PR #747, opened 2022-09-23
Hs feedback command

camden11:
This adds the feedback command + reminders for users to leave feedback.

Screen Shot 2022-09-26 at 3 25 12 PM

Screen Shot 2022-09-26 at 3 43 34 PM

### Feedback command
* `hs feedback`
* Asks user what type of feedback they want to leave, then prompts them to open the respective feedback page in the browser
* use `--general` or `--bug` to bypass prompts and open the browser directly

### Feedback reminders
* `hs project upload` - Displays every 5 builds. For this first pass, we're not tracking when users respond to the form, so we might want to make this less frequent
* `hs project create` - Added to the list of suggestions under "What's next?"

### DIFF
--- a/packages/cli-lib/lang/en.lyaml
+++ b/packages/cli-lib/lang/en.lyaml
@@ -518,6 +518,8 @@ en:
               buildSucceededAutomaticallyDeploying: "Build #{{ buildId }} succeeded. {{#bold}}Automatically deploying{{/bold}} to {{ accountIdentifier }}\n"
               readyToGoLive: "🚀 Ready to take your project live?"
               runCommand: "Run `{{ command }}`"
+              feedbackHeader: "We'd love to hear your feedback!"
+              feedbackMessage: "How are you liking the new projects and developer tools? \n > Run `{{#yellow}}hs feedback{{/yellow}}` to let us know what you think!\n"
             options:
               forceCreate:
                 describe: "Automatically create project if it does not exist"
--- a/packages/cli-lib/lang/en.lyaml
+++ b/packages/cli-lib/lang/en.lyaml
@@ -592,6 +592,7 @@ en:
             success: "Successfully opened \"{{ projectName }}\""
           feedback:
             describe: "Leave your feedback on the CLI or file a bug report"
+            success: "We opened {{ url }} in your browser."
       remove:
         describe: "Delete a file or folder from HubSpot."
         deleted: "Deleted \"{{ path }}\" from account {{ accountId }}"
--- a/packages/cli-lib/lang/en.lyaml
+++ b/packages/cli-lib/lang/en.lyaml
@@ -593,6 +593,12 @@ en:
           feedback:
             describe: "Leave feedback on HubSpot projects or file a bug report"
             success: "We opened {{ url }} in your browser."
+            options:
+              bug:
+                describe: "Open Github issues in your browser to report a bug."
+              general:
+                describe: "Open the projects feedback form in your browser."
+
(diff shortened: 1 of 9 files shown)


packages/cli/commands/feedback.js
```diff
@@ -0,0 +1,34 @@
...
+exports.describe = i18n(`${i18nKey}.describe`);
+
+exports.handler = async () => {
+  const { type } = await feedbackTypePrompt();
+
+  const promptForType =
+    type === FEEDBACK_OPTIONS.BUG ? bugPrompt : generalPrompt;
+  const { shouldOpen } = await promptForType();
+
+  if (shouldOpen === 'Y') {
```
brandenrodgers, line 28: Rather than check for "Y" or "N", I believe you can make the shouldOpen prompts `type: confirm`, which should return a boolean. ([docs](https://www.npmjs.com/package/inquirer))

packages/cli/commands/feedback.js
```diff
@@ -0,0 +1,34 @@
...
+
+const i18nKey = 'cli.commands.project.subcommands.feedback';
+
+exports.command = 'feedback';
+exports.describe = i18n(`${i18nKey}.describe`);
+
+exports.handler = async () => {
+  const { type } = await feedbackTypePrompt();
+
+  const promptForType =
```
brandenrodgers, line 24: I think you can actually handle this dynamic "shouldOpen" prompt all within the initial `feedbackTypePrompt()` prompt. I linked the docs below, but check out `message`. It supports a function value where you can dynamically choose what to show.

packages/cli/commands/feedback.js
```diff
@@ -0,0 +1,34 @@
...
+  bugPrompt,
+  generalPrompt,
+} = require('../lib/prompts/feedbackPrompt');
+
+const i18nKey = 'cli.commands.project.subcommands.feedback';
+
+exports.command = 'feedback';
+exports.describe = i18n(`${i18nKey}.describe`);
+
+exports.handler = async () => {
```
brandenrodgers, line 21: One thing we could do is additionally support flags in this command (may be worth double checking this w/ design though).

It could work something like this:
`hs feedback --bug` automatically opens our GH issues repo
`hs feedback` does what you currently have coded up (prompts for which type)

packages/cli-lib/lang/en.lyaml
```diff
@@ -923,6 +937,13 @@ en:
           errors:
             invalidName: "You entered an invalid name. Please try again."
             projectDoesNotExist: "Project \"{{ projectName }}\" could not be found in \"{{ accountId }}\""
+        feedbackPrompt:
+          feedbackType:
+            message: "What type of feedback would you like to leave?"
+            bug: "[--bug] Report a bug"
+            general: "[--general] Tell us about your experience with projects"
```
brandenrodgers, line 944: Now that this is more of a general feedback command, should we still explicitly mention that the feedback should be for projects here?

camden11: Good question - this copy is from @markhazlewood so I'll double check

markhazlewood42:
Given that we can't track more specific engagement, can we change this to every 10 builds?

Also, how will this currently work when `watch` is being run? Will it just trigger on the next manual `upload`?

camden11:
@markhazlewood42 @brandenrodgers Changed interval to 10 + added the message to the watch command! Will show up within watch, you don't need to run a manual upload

::::::::

Problem —
Go through the records above and copy each line where "bugPrompt" is found.

Finished task —
+    type === FEEDBACK_OPTIONS.BUG ? bugPrompt : generalPrompt;
+  bugPrompt,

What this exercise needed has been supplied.